(Collected data entries)
>>>>

PR #113, opened 2019-10-02
Cache type information in Schema

apelisse:
When the schema is big, a lot of time is spent going through the list of each possible type to find the one it's looking for. No memory improvement, pure CPU/time:
```
benchmark                                   old ns/op     new ns/op     delta
BenchmarkOperations/Node/Update-12          576277        434979        -24.52%
BenchmarkOperations/Endpoints/Apply-12      2065245       1664846       -19.39%
BenchmarkOperations/Pod/Update-12           384166        312411        -18.68%
BenchmarkOperations/Node/Apply-12           764054        622976        -18.46%
BenchmarkOperations/Endpoints/Update-12     55470         46779         -15.67%
BenchmarkOperations/Pod/Apply-12            543377        478227        -11.99%
```

### DIFF
--- a/schema/elements.go
+++ b/schema/elements.go
@@ -16,9 +16,17 @@ limitations under the License.
 
 package schema
 
+import "sync"
+
 // Schema is a list of named types.
+//
+// Schema types are indexed in a map before the first search so this type
+// should be considered immutable.
 type Schema struct {
 	Types []TypeDef `yaml:"types,omitempty"`
+
+	once sync.Once
+	m    map[string]TypeDef
 }
 
 // A TypeSpecifier references a particular type in a schema.
@@ -92,6 +100,9 @@ const (
 //
 // Maps may also represent a type which is composed of a number of different fields.
 // Each field has a name and a type.
+//
+// Fields are indexed in a map before the first search so this type
+// should be considered immutable.
 type Map struct {
 	// Each struct field appears exactly once in this list. The order in
 	// this list defines the canonical field ordering.
@@ -117,6 +128,22 @@ type Map struct {
 	// The default behavior for maps is `separable`; it's permitted to
 	// leave this unset to get the default behavior.
 	ElementRelationship ElementRelationship `yaml:"elementRelationship,omitempty"`
+
+	once sync.Once
+	m    map[string]StructField
+}
+
+// FindField is a convenience function that returns the referenced StructField,
+// if it exists, or (nil, false) if it doesn't.
+func (m *Map) FindField(name string) (StructField, bool) {
+	m.once.Do(func() {
+		m.m = make(map[string]StructField, len(m.Fields))
+		for _, field := range m.Fields {
+			m.m[field.Name] = field
+		}
+	})
+	sf, ok := m.m[name]
+	return sf, ok
 }
 
 // UnionFields are mapping between the fields that are part of the union and
@@ -204,13 +231,15 @@ type List struct {
 
 // FindNamedType is a convenience function that returns the referenced TypeDef,
 // if it exists, or (nil, false) if it doesn't.
-func (s Schema) FindNamedType(name string) (TypeDef, bool) {
-	for _, t := range s.Types {
-		if t.Name == name {
-			return t, true
+func (s *Schema) FindNamedType(name string) (TypeDef, bool) {
+	s.once.Do(func() {
+		s.m = make(map[string]TypeDef, len(s.Types))
+		for _, t := range s.Types {
+			s.m[t.Name] = t
 		}
-	}
-	return TypeDef{}, false
+	})
+	t, ok := s.m[name]
+	return t, ok
 }
 
 // Resolve is a convenience function which returns the atom referenced, whether
--- a/schema/elements_test.go
+++ b/schema/elements_test.go
@@ -40,8 +40,45 @@ func TestFindNamedType(t *testing.T) {
 				Types: tt.defs,
 			}
 			td, exist := s.FindNamedType(tt.namedType)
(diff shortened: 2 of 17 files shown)


apelisse:
I forgot to call `FindType` ...

apelisse:
New benchmark data:
```
BenchmarkOperations/Pod/Update-12                      384166        252547        -34.26%
BenchmarkOperations/Pod/Apply-12                       543377        390523        -28.13%
BenchmarkOperations/Node/Update-12                     576277        395116        -31.44%
BenchmarkOperations/Node/Apply-12                      764054        593929        -22.27%
BenchmarkOperations/Endpoints/Update-12                55470         31772         -42.72%
BenchmarkOperations/Endpoints/Apply-12                 2065245       1321254       -36.02%
BenchmarkFromUnstructured/Pod-12                       195262        125611        -35.67%
BenchmarkFromUnstructured/Node-12                      320953        272154        -15.20%
BenchmarkFromUnstructured/Endpoints-12                 8145833       6478752       -20.47%
```

schema/elements.go
```diff
@@ -117,6 +122,20 @@ type Map struct {
 	// The default behavior for maps is `separable`; it's permitted to
 	// leave this unset to get the default behavior.
 	ElementRelationship ElementRelationship `yaml:"elementRelationship,omitempty"`
+
+	once sync.Once
+	m    map[string]TypeRef
+}
+
+func (m *Map) FindType(name string) (TypeRef, bool) {
```
lavalamp: Maps have fields, not types?

apelisse: the name is probably not the best. We're looking for the type for a specific field

schema/elements.go
```diff
@@ -16,9 +16,14 @@ limitations under the License.
...
 package schema
 
+import "sync"
+
 // Schema is a list of named types.
 type Schema struct {
 	Types []TypeDef `yaml:"types,omitempty"`
+
+	once sync.Once
+	m    map[string]TypeDef
```
lavalamp: I'm not super excited about this, it means it's no longer OK to modify a schema if ?some? function has been called on it.

schema/elements.go
apelisse: `FindFieldType`?

schema/elements.go
apelisse: All of this would be const/final if we could, there is no reason to change the schema while processing things?

typed/helpers.go
```diff
@@ -99,7 +99,7 @@ func (ef errorFormatter) prefixError(prefix string, err error) ValidationErrors
 type atomHandler interface {
 	doScalar(schema.Scalar) ValidationErrors
 	doList(schema.List) ValidationErrors
-	doMap(schema.Map) ValidationErrors
+	doMap(*schema.Map) ValidationErrors
```
lavalamp: Please change everything not just map if you do this.

schema/elements.go
lavalamp: At a minimum, you need to make that clear in the documentation on these types.

schema/elements.go
lavalamp: No, FindField--callers can get the type from the result.

apelisse:
Updated, PTAL. Still not sure how to fix the test though :-/

jennybuckley:
@apelisse its failing because the test uses quick.Check which does a reflect.DeepEqual?

jennybuckley:
or because of testing/quick.Check generating a map

apelisse:
`quick.Check` doesn't want to deal with types that have unexported fields :-/. I guess I have to randomly generate values? I can probably use gofuzz instead

schema/elements.go
```diff
@@ -117,6 +128,22 @@ type Map struct {
 	// The default behavior for maps is `separable`; it's permitted to
 	// leave this unset to get the default behavior.
 	ElementRelationship ElementRelationship `yaml:"elementRelationship,omitempty"`
+
+	once sync.Once
+	m    map[string]StructField
+}
+
+// FindNamedType is a convenience function that returns the referenced StructField,
```
lavalamp: Comment doesn't match new name.

schema/elements.go
```diff
@@ -117,6 +128,22 @@ type Map struct {
...
 	// leave this unset to get the default behavior.
 	ElementRelationship ElementRelationship `yaml:"elementRelationship,omitempty"`
+
+	once sync.Once
+	m    map[string]StructField
+}
+
+// FindField is a convenience function that returns the referenced StructField,
+// if it exists, or (nil, false) if it doesn't.
+func (m *Map) FindField(name string) (StructField, bool) {
```
lavalamp: will any test fail if someone breaks this (or the next) function?

schema/elements_test.go
```diff
@@ -50,6 +50,43 @@ func TestFindNamedType(t *testing.T) {
...
+	}
+	for _, tt := range tests {
+		tt := tt
+		t.Run(tt.testName, func(t *testing.T) {
+			t.Parallel()
+			s := Map{
+				Fields: tt.defs,
+			}
+			sf, exist := s.FindField(tt.fieldName)
+			if !reflect.DeepEqual(sf, tt.expectStructField) {
```
lavalamp: Side note: this usage of DeepEqual illustrates why this "embedded private cache field" isn't a good pattern...

Not asking for a change just noting.

apelisse: Wait, that's not the right code

apelisse: Yeah, we do have an equal function, I could have used that.

apelisse: Done!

<<<<

* _WHAT NEEDS TO BE DONE_:
In the records above, some lines may contain the word "Node"; copy every one of them.

* _WRITTEN RESPONSE_:
BenchmarkOperations/Node/Update-12          576277        434979        -24.52%
BenchmarkOperations/Node/Apply-12           764054        622976        -18.46%
BenchmarkOperations/Node/Update-12                     576277        395116        -31.44%
BenchmarkOperations/Node/Apply-12                      764054        593929        -22.27%
BenchmarkFromUnstructured/Node-12                      320953        272154        -15.20%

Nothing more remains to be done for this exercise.